Terrifying moment snake crawls over engine on highway
It’s a windscreen VIPER: Horrifying moment a green snake slithers across a car’s engine and clings to the bonnet at high speed
- Couple given shock of their lives after snake became stuck on hood of car
- Kerry Jenkins and partner were driving down highway when reptile appeared
- Green snake managed to hold onto front of vehicle for a good couple of minutes
A couple were given the shock of their lives after spotting a snake slithering out of the car’s engine while driving down a busy highway.
Kerry Jenkins and her partner were driving down a motorway when they noticed the head of the small green tree snake poking over the front of their vehicle.
A stunned Ms Jenkins quickly pulled out her phone to capture the bizarre encounter with the reptile.
A couple were given the shock of their lives after spotting a snake stuck in the hood of their car while driving down a busy highway
‘It’s a green snake, mate you need to pull over,’ she said.
The snake is seen in the footage swinging from side to side as the car continues to travel down the busy road.

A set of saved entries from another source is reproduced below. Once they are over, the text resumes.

PR #253, opened 2026-07-23
feat: configurable runtime-token header to avoid gateway Authorization collision [HYBIM-866]

josjeon:
## Problem

When Agent Control runs behind the O11y gateway, the gateway overwrites `Authorization` with its own downstream identity JWT — clobbering AC's runtime-eval token on the hot path (HYBIM-866, under epic HYBIM-741). The runtime token and the gateway's identity JWT both want the `Authorization` header.

## Fix

Make the runtime token ride a **configurable header** on both sides, selected by `AGENT_CONTROL_RUNTIME_TOKEN_HEADER` (default `Authorization`). Behind the gateway, point both sides at a dedicated header (e.g. `X-Agent-Control-Runtime-Token`); the runtime token rides that header while the gateway keeps `Authorization` for its identity JWT — no collision.

- **`Authorization`**: keeps the mandatory `Bearer` scheme (existing contract).
- **Dedicated header**: carries the **raw** token (no `Bearer` prefix).
- **Default unchanged**: with the env unset, behavior is byte-identical to today.

### Server (verify side)

- `auth_framework/providers/local_jwt.py`: `LocalJwtVerifyProvider` takes a `header_name` (default `Authorization`) and reads the token from it. `Bearer` required only on `Authorization`; raw token accepted on a dedicated header.
- `auth_framework/config.py`: `_resolve_runtime_token_header()` reads `AGENT_CONTROL_RUNTIME_TOKEN_HEADER` (blank → default), passed into the provider when runtime mode is `jwt`.

### SDK (send side)

- `sdks/python/.../client.py`: `AgentControlClient` gains a `runtime_token_header` param (+ same env var). Sends the runtime token on the configured header — raw on a dedicated header, `Bearer` on `Authorization` (single `_format_runtime_token` helper is the sole authority for that rule).
- The API key is **preserved as the outer gateway credential**: when the runtime token rides a dedicated header, the API key still rides its own header (`X-API-Key`), so a request can authenticate at the gateway while the runtime JWT is verified by Agent Control. The existing same-header guard prevents any collision.
- High-level SDK: `agent_control.init()` accepts `runtime_token_header`, stores it in session state, and threads it into the evaluation clients (`evaluation.py`, `control_decorators.py`); it is cleared on reset.

## Configuration (behind the gateway)

```
# server
AGENT_CONTROL_RUNTIME_AUTH_MODE=jwt
AGENT_CONTROL_RUNTIME_TOKEN_SECRET=<secret>
AGENT_CONTROL_RUNTIME_TOKEN_HEADER=X-Agent-Control-Runtime-Token

# SDK (must match the server header)
AgentControlClient(..., runtime_token_header="X-Agent-Control-Runtime-Token")
# or agent_control.init(..., runtime_token_header="X-Agent-Control-Runtime-Token")
# or AGENT_CONTROL_RUNTIME_TOKEN_HEADER=X-Agent-Control-Runtime-Token
```

## Tests

- **Server** (`test_auth_framework.py`): default Bearer path; default rejects raw on `Authorization`; dedicated header reads raw token and coexists with a gateway `Authorization` JWT; Bearer also accepted on dedicated header; missing-header error names the configured header; blank `header_name` rejected; env resolver (unset → default, set → trimmed, whitespace → default).
- **Server, app-level** (`test_runtime_token_exchange_endpoint.py`): end-to-end through `/api/v1/evaluation` exercising config wiring + `Operation.RUNTIME_USE` routing — runtime token on a dedicated header with an outer `Authorization` gateway JWT is accepted; a token presented on `Authorization` is rejected (401) when a custom header is configured.
- **SDK** (`test_client.py`): header resolution (param/env/default, blank rejected, whitespace-env fallback); raw token on dedicated header with `Authorization` free while the API key is preserved on its own header; default sends `Bearer` on `Authorization`; auto-mode fallback keeps the API key when the exchange is unavailable.
- **SDK, high-level** (`test_init_validation.py`): `init()` stores `runtime_token_header` in session state; defaults to `None` when unset; validates the header up front (blank and bad field-name rejected before state is mutated); a positional call through `target_id` proves the new param is appended last and does not shift any existing slot (`controls_file` onward).

## Live validation on lab0 (through the real O11y gateway)

Validated the branch on lab0 behind the actual O11y api-gateway (the gateway that
owns `Authorization` for its own identity JWT — the real collision scenario).

- **Deploy:** built the branch server image, pushed it to a personal
  `docker-test.repo.splunkdev.net/user-<name>/agent-control:<tag>` namespace (a
  path a personal Artifactory token can write and lab0 can pull), then
  `kubectl set image` the lab0 `agent-control` deploy at it with
  `AGENT_CONTROL_RUNTIME_TOKEN_HEADER=X-Agent-Control-Runtime-Token`. Rolled back
  to the released image afterward.
- **Full flow returns 200, with a real org and log_stream.** `runtime-token-exchange`
  returns 200 and mints a real server-issued runtime JWT for the log_stream; the
  evaluation call carries that token on the **custom header** through the gateway
  and returns **200** with a real result (`is_safe: true`).
- **The collision is handled.** The same token presented on `Authorization` is
  rejected with 401 ("Missing X-Agent-Control-Runtime-Token"), because the server
  reads only the dedicated header. So even when the gateway overwrites
  `Authorization` with its own identity JWT, the runtime JWT survives on
  `X-Agent-Control-Runtime-Token`.
- **Correction from an earlier draft of this PR:** an initial run hit `502`
  (upstream `422`) on the exchange, which looked like a capability/provisioning gap.
  That was a test-input error, not a real gap: the request used a made-up
  `target_id` that was not a real log_stream, so the exchange could not resolve it.
  With a real log_stream id the whole flow returns 200. Nothing is blocked on
  provisioning.
- **Not exercised in this run:** a control actually firing (steer/deny) and control
  spans landing in Galileo (no control was bound to the log_stream, so the eval ran
  clean). That is separate from the header change and was already shown on the
  devstack.

## Security notes

- **Header isolation**: with a dedicated header configured, the verifier reads only that header — a token presented on `Authorization` is ignored, so it can't be smuggled past the gateway boundary.
- **No token leakage**: auth error messages reference the header name only, never the token value.
- Signature / scope / target-binding checks (`verify_runtime_token`) are unchanged.

## Backward compatibility

Safe. No backward compatibility issue.

The change is default-preserving. `runtime_token_header` defaults to `Authorization` on both the SDK and server, and an unset env var falls back to that default. With no config, behavior is byte-identical to today: the SDK still sends `Bearer <token>` on `Authorization`, and the server still requires the Bearer scheme there. All four default-path branches were traced to confirm.

One behavior change on the default path, and it's an improvement: a malformed `Authorization: Bearer ` with only trailing whitespace used to return an empty token and fail deep in signature verification. Now it's rejected up front with a clean `AUTH_MISSING_KEY`. No valid request changes.

### Operational notes (expected tradeoffs, not design risks)

- **Two-sided header contract.** Setting `AGENT_CONTROL_RUNTIME_TOKEN_HEADER` on only one side breaks runtime auth (401 on every eval). This is intrinsic to any configurable-header feature, not a regression, and it fails closed: a mismatch denies auth, never bypasses it. Neither side can validate the other's value since they run as separate processes, so the intended safeguard is a startup log of the resolved header on both sides, making a mismatch a quick log diff rather than a debugging session.
- **API-key retention on a dedicated header.** `_AgentControlAuth` now leaves the API key in place when the runtime token rides a dedicated header, so the key can act as the outer gateway credential. This is deliberate and required by the two-credential model: the API key authenticates at the gateway, and the runtime JWT is verified by Agent Control. The default path is unchanged. It is called out only because it is the one change on every request's auth path, which makes it the right spot to focus review.

## Notes / scope

- Backwards compatible: unset env → identical behavior. No change to the API-key or `none` runtime modes.
- Design follows the O11y api-service precedent: support both auth methods, gateway stays neutral, opt-in, default preserved.
- Server-side tests require the repo's Postgres test fixture (run in CI); the SDK suite runs standalone.
- Validated end-to-end on a devstack: with the SDK sending the token on `X-Agent-Control-Runtime-Token` and the server reading the same header, runtime JWT exchange, control steering, and control-span ingestion all worked. This confirms the SDK and server agree on the custom header. It does not yet exercise the gateway-collision path (the devstack has no O11y gateway overwriting `Authorization`).
- Gateway-collision validation on lab0 is done and green end-to-end (see "Live validation on lab0" above): with a real org and log_stream, `runtime-token-exchange` returns 200, the evaluation call rides `X-Agent-Control-Runtime-Token` through the real O11y gateway and returns 200 (`is_safe: true`), and the same token on `Authorization` is rejected 401. Control firing and span ingestion were not exercised in this run (no control bound to the log_stream), and are separate from the header change.

### DIFF
--- a/sdks/python/src/agent_control/__init__.py
+++ b/sdks/python/src/agent_control/__init__.py
@@ -113,6 +113,7 @@ from .observability import (
     write_events,
 )
 from .otel_sink import control_event_to_otel_span
+from .runtime_auth import validate_http_field_name
 from .tracing import (
     get_current_span_id,
     get_current_trace_id,
@@ -562,6 +563,16 @@ def init(
         raise ValueError(
             "target_type and target_id must be supplied together."
         )
+    # Validate the runtime-token header up front, before stopping the refresh
+    # loop or mutating shared session state. An explicit blank or a
+    # syntactically-invalid header must fail here rather than on the first
+    # later evaluation. (A None/unset value is fine; AgentControlClient resolves
+    # the env-var fallback and default when the eval client is built.)
+    if runtime_token_header is not None:
+        if not runtime_token_header.strip():
+            raise ValueError("runtime_token_header must not be blank.")
+        validate_http_field_name(runtime_token_header.strip())
+
     resolved_api_key_header = (
         api_key_header
         or os.getenv(AgentControlClient.API_KEY_HEADER_ENV_VAR)
--- a/sdks/python/src/agent_control/__init__.py
+++ b/sdks/python/src/agent_control/__init__.py
@@ -448,6 +448,7 @@ def init(
     server_url: str | None = None,
     api_key: str | None = None,
     api_key_header: str | None = None,
+    runtime_token_header: str | None = None,
     controls_file: str | None = None,
     steps: list[StepSchemaDict] | None = None,
     conflict_mode: Literal["strict", "overwrite"] = "overwrite",
@@ -488,6 +489,12 @@ def init(
         api_key: Optional API key for authentication (defaults to AGENT_CONTROL_API_KEY env var)
         api_key_header: Optional HTTP header name for API key authentication
             (defaults to AGENT_CONTROL_API_KEY_HEADER env var or X-API-Key)
+        runtime_token_header: Optional HTTP header the runtime token is sent on
+            for evaluation requests (defaults to AGENT_CONTROL_RUNTIME_TOKEN_HEADER
+            env var or Authorization). Point this at a dedicated header (e.g.
+            X-Agent-Control-Runtime-Token) when the server runs behind a gateway
+            that reserves Authorization for its own identity JWT. The server must
+            be configured to read the same header.
         controls_file: Optional explicit path to controls.yaml (auto-discovered if not provided)
         steps: Optional list of step schemas for registration:
                [{"type": "tool", "name": "search", "input_schema": {...}, "output_schema": {...}}]
@@ -588,6 +595,9 @@ def init(
         state.server_url = server_url or os.getenv('AGENT_CONTROL_URL') or 'http://localhost:8000'
         state.api_key = api_key
         state.api_key_header = resolved_api_key_header
+        # Stored raw (may be None); AgentControlClient resolves the env-var
+        # fallback and blank-handling so the rule stays in one place.
+        state.runtime_token_header = runtime_token_header
         state.runtime_token_cache.clear()
         state.target_type = target_type
         state.target_id = target_id
@@ -746,6 +756,7 @@ def _reset_state() -> None:
         state.server_url = None
         state.api_key = None
         state.api_key_header = None
+        state.runtime_token_header = None
         state.runtime_token_cache.clear()
         state.target_type = None
         state.target_id = None
--- a/sdks/python/src/agent_control/__init__.py
+++ b/sdks/python/src/agent_control/__init__.py
@@ -448,7 +448,6 @@ def init(
     server_url: str | None = None,
     api_key: str | None = None,
     api_key_header: str | None = None,
-    runtime_token_header: str | None = None,
     controls_file: str | None = None,
     steps: list[StepSchemaDict] | None = None,
     conflict_mode: Literal["strict", "overwrite"] = "overwrite",
@@ -459,6 +458,7 @@ def init(
     policy_refresh_interval_seconds: int = 60,
     target_type: str | None = None,
     target_id: str | None = None,
+    runtime_token_header: str | None = None,
     **kwargs: object
 ) -> Agent:
     """
@@ -489,12 +489,6 @@ def init(
         api_key: Optional API key for authentication (defaults to AGENT_CONTROL_API_KEY env var)
         api_key_header: Optional HTTP header name for API key authentication
             (defaults to AGENT_CONTROL_API_KEY_HEADER env var or X-API-Key)
-        runtime_token_header: Optional HTTP header the runtime token is sent on
-            for evaluation requests (defaults to AGENT_CONTROL_RUNTIME_TOKEN_HEADER
-            env var or Authorization). Point this at a dedicated header (e.g.
-            X-Agent-Control-Runtime-Token) when the server runs behind a gateway
-            that reserves Authorization for its own identity JWT. The server must
-            be configured to read the same header.
         controls_file: Optional explicit path to controls.yaml (auto-discovered if not provided)
         steps: Optional list of step schemas for registration:
                [{"type": "tool", "name": "search", "input_schema": {...}, "output_schema": {...}}]
@@ -513,6 +507,12 @@ def init(
             returned set when both are present.
         target_id: Optional opaque target identifier. Required iff target_type
             is also supplied.
+        runtime_token_header: Optional HTTP header the runtime token is sent on
+            for evaluation requests (defaults to AGENT_CONTROL_RUNTIME_TOKEN_HEADER
+            env var or Authorization). Point this at a dedicated header (e.g.
+            X-Agent-Control-Runtime-Token) when the server runs behind a gateway
+            that reserves Authorization for its own identity JWT. The server must
+            be configured to read the same header.
         **kwargs: Additional metadata to store with the agent
 
     Returns:
--- a/sdks/python/src/agent_control/client.py
+++ b/sdks/python/src/agent_control/client.py
@@ -15,6 +15,7 @@ from .runtime_auth import (
     RuntimeTokenCache,
     normalize_runtime_auth_mode,
     parse_runtime_token_exchange_response,
+    resolve_runtime_token_header,
 )
 
 _logger = logging.getLogger(__name__)
@@ -167,16 +168,11 @@ class AgentControlClient:
         self._runtime_auth_mode = normalize_runtime_auth_mode(configured_runtime_mode)
         # Explicit blank param is a hard error; a blank env var falls back to
         # the default (mirrors the server's _resolve_runtime_token_header).
-        if runtime_token_header is not None and not runtime_token_header.strip():
-            raise ValueError("runtime_token_header must not be blank.")
-        env_runtime_token_header = os.environ.get(_RUNTIME_TOKEN_HEADER_ENV_VAR)
-        if env_runtime_token_header is not None and not env_runtime_token_header.strip():
-            env_runtime_token_header = None
-        self._runtime_token_header = (
-            runtime_token_header
-            or env_runtime_token_header
-            or _DEFAULT_RUNTIME_TOKEN_HEADER
-        ).strip()
+        self._runtime_token_header = resolve_runtime_token_header(
+            runtime_token_header,
+            os.environ.get(_RUNTIME_TOKEN_HEADER_ENV_VAR),
+            default=_DEFAULT_RUNTIME_TOKEN_HEADER,
+        )
         # Bearer only on Authorization; a dedicated header carries the raw token
         # so it can't collide with the gateway's Authorization JWT. Must stay in
         # sync with LocalJwtVerifyProvider._require_bearer on the server.
@@ -305,7 +301,14 @@ class AgentControlClient:
             headers=request_headers,
         )
 
-        if _should_refresh_runtime_token(response) and runtime_authorization is not None:
+        runtime_token_on_dedicated_header = not self._runtime_token_use_bearer
+        if (
+            _should_refresh_runtime_token(
+                response,
+                runtime_token_on_dedicated_header=runtime_token_on_dedicated_header,
+            )
+            and runtime_authorization is not None
+        ):
             await response.aread()
             if target_type is not None and target_id is not None:
                 self._runtime_token_cache.remove(
@@ -327,7 +330,10 @@ class AgentControlClient:
                 headers=request_headers,
             )
             if (
-                _should_refresh_runtime_token(response)
+                _should_refresh_runtime_token(
+                    response,
+                    runtime_token_on_dedicated_header=runtime_token_on_dedicated_header,
+                )
                 and target_type is not None
                 and target_id is not None
             ):
@@ -507,10 +513,39 @@ class AgentControlClient:
         return token.token
 
 
-def _should_refresh_runtime_token(response: httpx.Response) -> bool:
+def _authenticate_flags_runtime_token(response: httpx.Response) -> bool:
+    """True when the response's WWW-Authenticate marks the token invalid.
+
+    Looks for the RFC 6750 ``error="invalid_token"`` challenge the runtime
+    verifier emits, so a refresh is driven by the server naming the token as
+    the problem, not by a bare status code.
+    """
+    return "invalid_token" in response.headers.get("WWW-Authenticate", "").lower()
+
+
+def _should_refresh_runtime_token(
+    response: httpx.Response,
+    *,
+    runtime_token_on_dedicated_header: bool = False,
+) -> bool:
+    """Decide whether a runtime-token refresh is warranted for this response.
+
+    When the runtime token rides ``Authorization`` (the default), a 401 is
+    unambiguous: the only credential on that header is the runtime token, so
+    treat it as expired and refresh.
+
+    When the token rides a dedicated header (behind a gateway that owns
+    ``Authorization`` for its own identity JWT), a bare 401 is ambiguous: it
+    may be the gateway rejecting its own credential, not our runtime token.
+    Evicting a still-valid token there just forces another exchange that hits
+    the same gateway 401 and hides the original error. So in that case only
+    refresh when the server explicitly flags the runtime token as invalid via
+    WWW-Authenticate (or a 403 invalid_token challenge).
+    """
     if response.status_code == 401:
+        if runtime_token_on_dedicated_header:
+            return _authenticate_flags_runtime_token(response)
         return True
     if response.status_code != 403:
         return False
-    authenticate = response.headers.get("WWW-Authenticate", "")
-    return "invalid_token" in authenticate.lower()
+    return _authenticate_flags_runtime_token(response)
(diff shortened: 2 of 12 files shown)


sdks/python/src/agent_control/client.py
```diff
@@ -35,19 +37,39 @@ def _runtime_cache_identity(api_key: str | None, api_key_header: str) -> str:
...
-            if self._header_name not in request.headers:
-                request.headers[self._header_name] = self._api_key
+        runtime_token_on_dedicated_header = (
+            self._runtime_token_header is not None
+            and self._runtime_token_header in request.headers
+        )
+        if (
+            self._api_key
+            and "Authorization" not in request.headers
+            and not runtime_token_on_dedicated_header
```
abhinav-galileo: [P1] Preserve the outer gateway credential

When `api_key_header` carries an outer gateway credential, this suppresses it as soon as the dedicated runtime-token header is present. The request then cannot authenticate at the gateway before Agent Control can verify its runtime JWT. Please retain the configured request credential when it uses a different header from the runtime token.

sdks/python/src/agent_control/client.py
```diff
@@ -99,6 +121,7 @@ def __init__(
         api_key: str | None = None,
         api_key_header: str | None = None,
         runtime_auth_mode: RuntimeAuthMode | str | None = None,
+        runtime_token_header: str | None = None,
```
abhinav-galileo: [P1] Preserve the existing positional argument order

This inserts `runtime_token_header` before `runtime_token_cache`, so an existing positional call binds a `RuntimeTokenCache` here and fails on `.strip()`. Please append the new option after the existing parameters, or otherwise preserve the prior positional slots.

sdks/python/src/agent_control/client.py
```diff
@@ -121,6 +144,13 @@ def __init__(
                 request auth when the exchange endpoint is unavailable. ``jwt``
                 requires a successful exchange. ``api_key`` and ``none`` keep
                 evaluation requests on the normal request-auth path.
+            runtime_token_header: HTTP header the runtime token is sent on.
```
abhinav-galileo, line 147: [P2] Expose this through the high-level SDK flow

‘There’s no where to f***ing pull over,’ her partner said.
Ms Jenkins insists the driver to pull over so they can get rid of the snake.
‘He’s angry,’ she said.
‘I don’t want to get anywhere near it,’ the driver said.
The snake manages to hold onto the front of the car until the vehicle pulls off the highway.
It then slides across the hood before dropping off the vehicle.
Kerry Jenkins and her partner were driving down a motorway when they noticed the head of the small green tree snake poking over the front of their vehicle
Footage of the shocking encounter was shared to TikTok where it has been viewed more than 3.5million times.
Social media users quickly shared their shock and disbelief at the video.
‘The snake the whole time they’re talking: LET ME OUT, LET ME OUT, LET ME OUT,’ one wrote.
Another added: ‘I’m dying laughing’.
Green tree snakes are found in northern and eastern Australia and can grow up to 1.8m in length.
They have no fangs or venom and are more likely to slither away than bite when approached – but residents are still recommended to not approach them.